Teng Li is also an active recitalist and chamber musician participating in the festivals of Marlboro, Santa Fe, Mostly Mozart, Music from Angel Fire,
Rome, Moritzburg (Germany), and the Rising Stars festival in Caramoor. She has performed with the Guarneri Quartet in New York, at Carnegie Hall (Weill Recital Hall), and with the 92nd Street “Y” Chamber Music Society. Teng was featured with the Guarneri Quartet in their last season (2009) and was also a member of the prestigious Lincoln Center Chamber Music Society Two program. She is a member of the Rosamunde Quartet (led by Noah BendixBalgley, Concertmaster of the Berlin Philharmonic) and the Toronto-based Arkel Trio.
Teng Li has been featured as soloist with the National Chamber Orchestra, the Santa Rosa Symphony, Munich Chamber Orchestra, Haddonfield Symphony, Shanghai Opera Orchestra, Canadian Sinfonietta, and Esprit Orchestra. Her performances have been broadcast on CBC Radio 2, National Public Radio,
WQXR (New York), WHYY (Pennsylvania), WFMT (Chicago), and Bavarian Radio (Munich).
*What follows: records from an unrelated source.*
PR #1683, opened 2021-05-03
refactor(core): merge invoke items into single struct, allow ?

chippers:

- [ ] Bugfix
- [ ] Feature
- [ ] New Binding Issue #___
- [ ] Code style update
- [x] Refactor
- [ ] Build-related changes
- [ ] Other, please describe:

- [ ] Yes. Issue #___
- [x] No (no release since the breaking change that this refactors)

**Other information:**
Not sure if `InvokeError` and `InvokeResponse` is the final abstraction to use - but we can finalize that after we get command returns using a trait. I undid most of the `InvokeResponse` interface changes so that we can use `?` inside of the closures. I added `InvokeError` to have an easy to use error type for it and `CommandArg`.  We still convert to an `InvokeResponse` before formatting the callback so that we can parse the value into a json error instead of failing parsing altogether

### DIFF
--- a/core/tauri/src/plugin.rs
+++ b/core/tauri/src/plugin.rs
@@ -4,11 +4,7 @@
 
 //! Extend Tauri functionality.
 
-use crate::{
-  api::config::PluginConfig,
-  hooks::{InvokeMessage, InvokeResolver, PageLoadPayload},
-  App, Invoke, Params, Window,
-};
+use crate::{api::config::PluginConfig, App, Invoke, PageLoadPayload, Params, Window};
 use serde_json::Value as JsonValue;
 use std::collections::HashMap;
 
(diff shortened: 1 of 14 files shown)


core/tauri/src/plugin.rs
```diff
@@ -37,40 +37,40 @@ pub trait Plugin<M: Params>: Send {
...
 
   /// Callback invoked when the webview performs a navigation.
   #[allow(unused_variables)]
-  fn on_page_load(&mut self, window: Window<M>, payload: PageLoadPayload) {}
+  fn on_page_load(&mut self, window: Window<P>, payload: PageLoadPayload) {}
 
   /// Add invoke_handler API extension commands.
   #[allow(unused_variables)]
-  fn extend_api(&mut self, message: InvokeMessage<M>, resolver: InvokeResolver<M>) {}
+  fn extend_api(&mut self, message: InvokeMessage<P>, resolver: InvokeResolver<P>) {}
```
lucasfernog: should this take `Invoke` instead?

chippers: Yes, i missed that

lucasfernog (approved):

She has won top prizes at the Johanson International and the Holland-America Music Society competitions, the Primrose International Viola Competition, the Irving M. Klein International String Competition, and the ARD International Music Competition in Munich, Germany. She was also a winner of the Astral Artistic Services 2003 National Auditions.
Her discography includes a solo CD entitled 1939 with violinist Benjamin Bowman and pianist Meng-Chieh Liu (for Azica), along with many Toronto Symphony credits, most recently a Vaughan Williams disc featuring Teng Li performing Flos Campi (for Chandos).
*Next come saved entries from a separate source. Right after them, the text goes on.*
PR #1734, opened 2021-05-06
feat(core): #[command] return with autoref specialization workaround fix #1672 

### LINKED ISSUE #1672: Accept a trait in the return of a `#[command]`
Accept a trait in the return of a `#[command]` function. Default implementations will include `()` and `Result`.

We should implement this at the same time as #1665  and #1622  to change all aspects of `#[command]` codegen in a single release. It's likely I will implement this functionality this weekend.

`/* ... */`

**Additional context**
All 3 PRs will have the end result of a small change of `with_window` not doing anything as all things needed for knowing how to handle window will be moved to a trait. It's not a breaking change, but we will not be reading it and it should be removed from all examples and documentation

chippers:

- [ ] Bugfix
- [x] Feature
- [ ] New Binding Issue #___
- [ ] Code style update
- [ ] Refactor
- [ ] Build-related changes
- [ ] Other, please describe:

- [x] No

**Other information:**
So we can't really return a trait while also having a default implementation for `Serialize` because `Result` is also `Serialize` if the contents are.  Since the contents need to be `Serialize` to be useful as a command result, the implementations would conflict if we tried to have a specific implementation for `Result`. If we don't have a specific implementation for result, the value would be sent as `Result<Result<T, E>, InvokeError>`.

This is not the only solution, but is the one with the least user-land code needed. An alternative would be to manually `impl` every type that `Serialize` does for a `CommandResult` trait, and also require the user to implement it for any types they have that are serializable that they wish to return from commands. Not ideal, but possible.

### DIFF
--- a/.changes/async-commands.md
+++ b/.changes/async-commands.md
@@ -1,0 +1,6 @@
+---
+"tauri": patch
+"tauri-macros": patch
+---
+
+Only commands with a `async fn` are executed on a separate task. `#[command] fn command_name` runs on the main thread.
--- a/.changes/command-return.md
+++ b/.changes/command-return.md
@@ -1,0 +1,6 @@
+---
+"tauri": patch
+"tauri-macros": patch
+---
+
+Improves support for commands returning `Result`.
--- a/core/tauri-macros/src/command/mod.rs
+++ b/core/tauri-macros/src/command/mod.rs
@@ -5,7 +5,7 @@
 use proc_macro2::Ident;
 use syn::{Path, PathSegment};
 
-pub use self::{handler::Handler, wrapper::Wrapper};
+pub use self::{handler::Handler, wrapper::wrapper};
 
 mod handler;
 mod wrapper;
--- a/core/tauri-macros/src/command/mod.rs
+++ b/core/tauri-macros/src/command/mod.rs
@@ -5,10 +5,7 @@
 use proc_macro2::Ident;
 use syn::{Path, PathSegment};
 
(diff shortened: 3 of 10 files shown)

Teng is a graduate of the Central Conservatory in Beijing, China, and the Curtis Institute of Music in Philadelphia.
Akiko Tarumoto
Akiko Tarumoto, Philharmonic Affiliates Chair, began her violin studies at age five. Her principal teachers have been Masao Kawasaki, Dorothy DeLay, and Glenn Dicterow. A native of Eastchester, New York, Tarumoto studied at the preparatory division of the Juilliard School and received her bachelor’s degree in English and American Literature with honors from Harvard University in 1998. In 2000, she received her Master of Music degree from the Juilliard School and joined the second violin section of the Los Angeles Philharmonic.
In 2004, she was appointed to the first violin section of the Chicago Symphony Orchestra under Daniel Barenboim. While in Chicago, she performed on the Rush Hour and Chicago Symphony chamber series, at the Winter Chamber Music Festival at Northwestern University, and on the MusicNOW contemporary series.
Tarumoto returned to the Los Angeles Philharmonic in the fall of 2011 as a member of the second violin section and was appointed to fifth chair of the first violin section in March 2015. In January 2017, she was named Assistant Concertmaster. She is a frequent performer on the LA Phil’s Chamber Music and Green Umbrella series and has been featured as a soloist with the orchestra. Tarumoto has performed in the summer festivals of Aspen, Taos, and Spoleto (Italy). She has also appeared at the Mimir Festival in Fort Worth, Texas, and at the Chamber Music Festival of Lexington in Kentucky. Her husband is First Associate Concertmaster Nathan Cole.